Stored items

════════════════

PR #3535, opened 2026-07-03
feat(approval): surface requester/department analytics in the SLA dashboard (arc B)

zensgit:
Arc **B** — with an honest reorientation surfaced by grounding: the approval **SLA dashboard already ships** (`ApprovalMetricsView.vue` at `/approvals/metrics`, `requiresAdmin`, nav-linked "审批 SLA") and the metrics endpoints (`/summary /report /people /teams /breaches /instances`) already exist and are permission-tested. The one **computed-but-unsurfaced** metric was `getMetricsByDimension` (per-requester / per-department). So this slice **completes the existing dashboard**, it does not build one.

## What ships (FE-only; backend + routes + nav untouched, already existed)
- Two read-only sections added to the existing view: **按部门汇总** (`/teams`, `approvals:admin`) and **按发起人汇总** (`/people`, `approvals:analytics`) — 总量/通过/驳回/撤回/平均耗时 + SLA 超时率 with inline breach-rate bars, wired into the shared date-range `loadAll`.
- `api.ts`: `fetchApprovalMetricsTeams` / `fetchApprovalMetricsPeople` (GET-only, since/until/limit).

## Verification
`vue-tsc -b` 0 · new `approvalMetricsView.spec.ts` **5/5**, **RED-first verified** (4/4 failing before the view change): sections render from mocked fetchers with exact args; requester section present+fetched only with `approvals:analytics`, hidden+not-fetched otherwise; read-only; shared date-range propagates since/until. Backend `tsc` 0; `approval-metrics-router` 9/9; `approval-metrics-people-teams` 3/3 real-DB; existing approval FE specs 61/61.

## Honest scope notes
- **The deeper T3-6 differentiation payoff** — building multitable-native views/charts *on the projection base* ("approval analytics = reuse multitable") — is **NOT this slice**; it's a separate, larger slice gated behind arc A's visibility. B completes the *aggregate* SLA dashboard.
- FE `approvals:analytics` gate is defense-in-depth (the page is `requiresAdmin` so it short-circuits true for admins) — the real gate is the backend `rbacGuard('approvals:analytics')`; the test exercises both branches.
- No chart added (endpoints are aggregates, not time-series → inline CSS bars, no new dep); aggregate node-breakdown out of scope (no backend aggregate — would invent metrics math); i18n consistent with the module (no i18n infra).

### DIFF
--- a/apps/web/src/approvals/api.ts
+++ b/apps/web/src/approvals/api.ts
@@ -594,6 +594,22 @@ export interface ApprovalMetricsReport {
   breachedTemplates: ApprovalMetricsTopTemplateRow[]
 }
 
+// Mirrors backend `MetricsDimensionRow` — one aggregation bucket keyed by the
+// requester (person) or the requester's frozen department (team). `key` is the
+// requester id / department string (`null` = the unattributed bucket); `name`
+// is a representative display name. Note: the backend surfaces `slaBreachRate`
+// (a ratio) here, NOT the raw breach/candidate counts.
+export interface ApprovalMetricsDimensionRow {
+  key: string | null
+  name: string | null
+  total: number
+  approved: number
+  rejected: number
+  revoked: number
+  avgDurationSeconds: number | null
+  slaBreachRate: number
+}
+
 export interface ApprovalMetricsNodeBreakdownEntry {
   nodeKey: string
   activatedAt: string | null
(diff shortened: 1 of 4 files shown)


zensgit:
Reviewed current head `543a3b7a`.

Verdict: APPROVE on content. This is correctly scoped as a FE-only completion of the existing Approval Metrics dashboard, not a new analytics subsystem:

- `fetchApprovalMetricsTeams` / `fetchApprovalMetricsPeople` are GET-only wrappers over the already-existing `/teams` and `/people` endpoints, preserving `since` / `until` / `limit` query shape.
- `ApprovalMetricsView.vue` wires both sections into the existing shared date-range `loadAll`; department aggregation is always shown on the admin-gated page, while requester/person aggregation is hidden and not fetched unless `hasPermission('approvals:analytics')` is true.
- Backend hard gates are already in place and tested: `/people` is `rbacGuard('approvals:analytics')`, `/teams` is `rbacGuard('approvals:admin')`, with router tests covering admin-only vs analytics-only 403/200 behavior.
- Service grounding is real: `getMetricsByDimension` groups via `approval_metrics` joined to `approval_instances.requester_snapshot`, and the existing real-DB test proves both requester and `directoryDepartment` department grouping.
- The new FE spec covers the load-bearing UI behavior: section rendering, no-fetch when requester analytics is not permitted, shared date-range propagation, and read-only refresh.

Notes, non-blocking:
- The page route itself remains `requiresAdmin`, so an analytics-only user can hit the backend `/people` endpoint but cannot navigate to this admin dashboard. The PR calls this out honestly; changing that access model would be a separate product decision.
- Local focused Vitest did not run in my temp worktree because it has no installed `node_modules`/Vitest binary. `git diff --check origin/main...HEAD` is clean, and GitHub test (18.x/20.x) plus the other checks are green.

Merge hygiene: PR is BEHIND. Rebase/update to current main and require fresh green before merging.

════════════════

## TASK BRIEF
Could you please copy the lines above exactly, beginning at the first and ending at the line that contains "## Honest scope notes"?

## YOUR SOLUTION
PR #3535, opened 2026-07-03
feat(approval): surface requester/department analytics in the SLA dashboard (arc B)

zensgit:
Arc **B** — with an honest reorientation surfaced by grounding: the approval **SLA dashboard already ships** (`ApprovalMetricsView.vue` at `/approvals/metrics`, `requiresAdmin`, nav-linked "审批 SLA") and the metrics endpoints (`/summary /report /people /teams /breaches /instances`) already exist and are permission-tested. The one **computed-but-unsurfaced** metric was `getMetricsByDimension` (per-requester / per-department). So this slice **completes the existing dashboard**, it does not build one.

## What ships (FE-only; backend + routes + nav untouched, already existed)
- Two read-only sections added to the existing view: **按部门汇总** (`/teams`, `approvals:admin`) and **按发起人汇总** (`/people`, `approvals:analytics`) — 总量/通过/驳回/撤回/平均耗时 + SLA 超时率 with inline breach-rate bars, wired into the shared date-range `loadAll`.
- `api.ts`: `fetchApprovalMetricsTeams` / `fetchApprovalMetricsPeople` (GET-only, since/until/limit).

## Verification
`vue-tsc -b` 0 · new `approvalMetricsView.spec.ts` **5/5**, **RED-first verified** (4/4 failing before the view change): sections render from mocked fetchers with exact args; requester section present+fetched only with `approvals:analytics`, hidden+not-fetched otherwise; read-only; shared date-range propagates since/until. Backend `tsc` 0; `approval-metrics-router` 9/9; `approval-metrics-people-teams` 3/3 real-DB; existing approval FE specs 61/61.

## Honest scope notes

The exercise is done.